Assignment »
For each entry that follows, write out an identical copy.

Stored data entries:
Content starts

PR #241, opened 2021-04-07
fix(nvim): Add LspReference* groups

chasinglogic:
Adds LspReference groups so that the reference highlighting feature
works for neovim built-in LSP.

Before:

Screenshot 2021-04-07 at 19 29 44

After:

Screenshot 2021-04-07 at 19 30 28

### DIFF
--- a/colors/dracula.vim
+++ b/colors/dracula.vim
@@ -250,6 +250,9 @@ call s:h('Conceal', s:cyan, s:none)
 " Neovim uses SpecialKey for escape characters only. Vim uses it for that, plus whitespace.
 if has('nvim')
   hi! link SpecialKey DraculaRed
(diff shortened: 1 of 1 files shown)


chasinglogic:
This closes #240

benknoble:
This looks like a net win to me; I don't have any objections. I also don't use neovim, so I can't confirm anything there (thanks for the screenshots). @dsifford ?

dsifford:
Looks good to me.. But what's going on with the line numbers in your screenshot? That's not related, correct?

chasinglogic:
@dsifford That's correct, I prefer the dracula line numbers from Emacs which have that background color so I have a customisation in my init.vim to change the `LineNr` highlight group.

Content ends

Exercise result »
PR #241, opened 2021-04-07
fix(nvim): Add LspReference* groups

chasinglogic:
Adds LspReference groups so that the reference highlighting feature
works for neovim built-in LSP.

Before:

Screenshot 2021-04-07 at 19 29 44

After:

Screenshot 2021-04-07 at 19 30 28

### DIFF
--- a/colors/dracula.vim
+++ b/colors/dracula.vim
@@ -250,6 +250,9 @@ call s:h('Conceal', s:cyan, s:none)
 " Neovim uses SpecialKey for escape characters only. Vim uses it for that, plus whitespace.
 if has('nvim')
   hi! link SpecialKey DraculaRed
(diff shortened: 1 of 1 files shown)


chasinglogic:
This closes #240

benknoble:
This looks like a net win to me; I don't have any objections. I also don't use neovim, so I can't confirm anything there (thanks for the screenshots). @dsifford ?

dsifford:
Looks good to me.. But what's going on with the line numbers in your screenshot? That's not related, correct?

chasinglogic:
@dsifford That's correct, I prefer the dracula line numbers from Emacs which have that background color so I have a customisation in my init.vim to change the `LineNr` highlight group.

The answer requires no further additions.